== Task brief ==
Pick out each line of the records in which the word "async" appears.

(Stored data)

....

PR #1781, opened 2023-01-30
feat: integrate ckBTC ledger and display main account

peterpeterparker:
# Motivation

Integrate ckBTC ledger, load related accounts balance and display main account.

# WARNING ⚠️

As for Snses, this PR introduces an insecure call to the back that is use to fetch the balance of the accounts and display such balance as information in the "universe token selector".

Upon selecting the ckBTC universe, the balance will be queried and computed with query+update calls - i.e. will be certified.

# Changes

- provide bare minimal script and docs to develop locally
- extract ICRC functionality that loads accounts from Sns to `icrc-ledger.api`
- refactor Sns to use above function and integrates it with `ckbtc-ledger.api` as well
- rename few components and stores from "project" to "universe"
- display ckBTC in token selector with static information (text and logo hosting in NNS-dapp)
- add new dedicated accounts' stores for ckBTC (accounts and accounts balance)
- add component `<CkBTCAccounts />` for the "Accounts" grid view
- refactor `goToWallet` utils to avoid duplicated code in Nns, Sns and ckBTC pages

# Screenshots

Capture d’écran 2023-01-30 à 16 27 41


HACKING.md
```diff
@@ -44,3 +49,57 @@ The `dfx` version installed locally should match the one defined in [dfx.json](h
...
+
+> Last update: 2023, Jan. 30
+
+ckBTC deployment and development in NNS-dapp are in progress.
+
+### Bitcoin network
+
+To deploy a local Bitcoin network, the [documentation](https://internetcomputer.org/docs/current/developer-docs/integrations/bitcoin/local-development) on the IC website can be followed.
+
+As ckBTC is not yet implemented in our pipeline, enabling it in `dfx.json` has bot be yet configured - i.e. needs to be manually configured:
```
lmuntaner, line 63: typo: "has bot be yet configured"

frontend/src/lib/components/universe/UniverseLogo.svelte
```diff
@@ -21,7 +20,6 @@
   let ckBTC = false;
   $: ckBTC = isUniverseCkBTC(canisterId);
 
-  // TODO: use ckBTC logo provided by ledger
```
lmuntaner, line 24: Why remove this TODO? That you are not doing it in this PR doesn't mean we will not do it in the future.

frontend/src/lib/routes/Accounts.svelte
```diff
@@ -37,16 +42,33 @@
...
     await uncertifiedLoadSnsAccountsBalances({
       rootCanisterIds: projects.map(({ rootCanisterId }) => rootCanisterId),
-      excludeRootCanisterIds: [projectIdSelected.toText()],
+      excludeRootCanisterIds: [selectedUniverseId.toText()],
     });
   };
 
-  $: (async () => await loadSnsAccountsBalances($snsProjectsCommittedStore))();
+  const loadCkBTCAccountsBalances = async () => {
+    // We load the accounts balance of ckBTC only if not already triggered by current view
```
lmuntaner, line 50: Isn't the `routes/Accounts` the current view?

Do you mean that if we are in the ckBTC accounts, they will be loaded already with query and update call in `pages/CkBTCAccounts.svelte`?

lmuntaner (approved):
LGTM, minor comments. Approving already.

HACKING.md
peterpeterparker: Thanks

frontend/src/lib/components/universe/UniverseLogo.svelte
peterpeterparker: Not in this PR, not in a shorterm future in my opinion unless required. I tried to implement it but, it would need quite some development to convert the "universe selector" to a stricly "token selector" for the accounts views and this in a clean way.

As the UX "selector / dashboard etc." will change quite in the future too and, as it will need refinement too, I informed product team that I think it is not worth the effort right now.

Therefore I removed the TODO because anyway, it probably not gonna be implemented there. Likewise, I did not open a task because I think it will not be solve specialy but rather integrated in that new UX concept.

Of course, like I said above, if it suddently becomes required, then I'll do.

Hope this make sense to you too?

frontend/src/lib/routes/Accounts.svelte
peterpeterparker: > Do you mean that if we are in the ckBTC accounts, they will be loaded already with query and update call in pages/CkBTCAccounts.svelte?

Yes. Improved the comment

frontend/src/lib/components/universe/UniverseLogo.svelte
lmuntaner: That makes sense, but I'm not sure I like the direction of the new features. I wish the requirements took this into account. We try to rely less and less in the backends, that's not a good omen.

....

== Answer section ==
-  $: (async () => await loadSnsAccountsBalances($snsProjectsCommittedStore))();
+  const loadCkBTCAccountsBalances = async () => {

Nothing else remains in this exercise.